[Data in this exercise — start]

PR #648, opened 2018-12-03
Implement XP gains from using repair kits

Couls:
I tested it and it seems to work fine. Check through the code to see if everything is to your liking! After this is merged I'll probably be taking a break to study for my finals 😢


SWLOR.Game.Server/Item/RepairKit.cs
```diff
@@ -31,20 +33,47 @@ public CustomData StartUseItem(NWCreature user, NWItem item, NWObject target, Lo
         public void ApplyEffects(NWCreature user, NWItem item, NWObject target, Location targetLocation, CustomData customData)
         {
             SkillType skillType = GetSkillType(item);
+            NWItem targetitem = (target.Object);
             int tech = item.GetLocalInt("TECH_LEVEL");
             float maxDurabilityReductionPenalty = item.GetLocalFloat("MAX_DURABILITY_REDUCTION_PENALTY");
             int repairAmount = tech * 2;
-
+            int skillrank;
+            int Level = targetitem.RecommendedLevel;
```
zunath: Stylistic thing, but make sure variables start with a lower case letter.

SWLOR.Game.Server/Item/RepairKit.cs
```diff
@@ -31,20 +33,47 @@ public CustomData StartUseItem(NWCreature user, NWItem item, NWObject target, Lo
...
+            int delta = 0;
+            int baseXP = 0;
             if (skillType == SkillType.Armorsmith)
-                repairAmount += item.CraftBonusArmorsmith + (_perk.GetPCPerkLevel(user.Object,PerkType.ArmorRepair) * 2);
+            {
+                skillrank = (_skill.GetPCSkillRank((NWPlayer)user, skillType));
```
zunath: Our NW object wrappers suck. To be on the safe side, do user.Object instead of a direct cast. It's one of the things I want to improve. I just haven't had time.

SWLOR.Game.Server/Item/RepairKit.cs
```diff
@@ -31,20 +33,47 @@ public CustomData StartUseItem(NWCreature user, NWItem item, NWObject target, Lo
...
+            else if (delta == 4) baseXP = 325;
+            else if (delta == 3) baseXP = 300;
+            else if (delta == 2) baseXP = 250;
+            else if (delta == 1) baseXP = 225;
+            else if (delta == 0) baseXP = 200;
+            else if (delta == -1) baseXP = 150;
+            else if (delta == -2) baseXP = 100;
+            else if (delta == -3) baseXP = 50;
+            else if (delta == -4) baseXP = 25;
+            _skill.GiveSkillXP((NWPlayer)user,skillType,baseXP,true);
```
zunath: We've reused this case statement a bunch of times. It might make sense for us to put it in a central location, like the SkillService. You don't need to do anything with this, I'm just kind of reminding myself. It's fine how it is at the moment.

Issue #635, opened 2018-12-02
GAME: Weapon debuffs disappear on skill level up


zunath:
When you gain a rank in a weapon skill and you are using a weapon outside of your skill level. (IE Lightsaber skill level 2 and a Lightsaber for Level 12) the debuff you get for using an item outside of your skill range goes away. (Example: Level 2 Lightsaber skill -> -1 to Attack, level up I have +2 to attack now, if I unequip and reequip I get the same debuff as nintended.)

[Data in this exercise — finish]
[Data in this exercise — start]

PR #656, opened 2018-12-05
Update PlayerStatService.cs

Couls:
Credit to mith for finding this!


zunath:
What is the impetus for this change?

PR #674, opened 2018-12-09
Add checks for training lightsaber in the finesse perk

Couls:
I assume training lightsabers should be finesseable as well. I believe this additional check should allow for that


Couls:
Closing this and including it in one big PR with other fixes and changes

[Data in this exercise — finish]

> [What needs to be done] Find the word "targetitem" in the entries and show each line where it is found.

> [Response below]
+            NWItem targetitem = (target.Object);
+            int Level = targetitem.RecommendedLevel;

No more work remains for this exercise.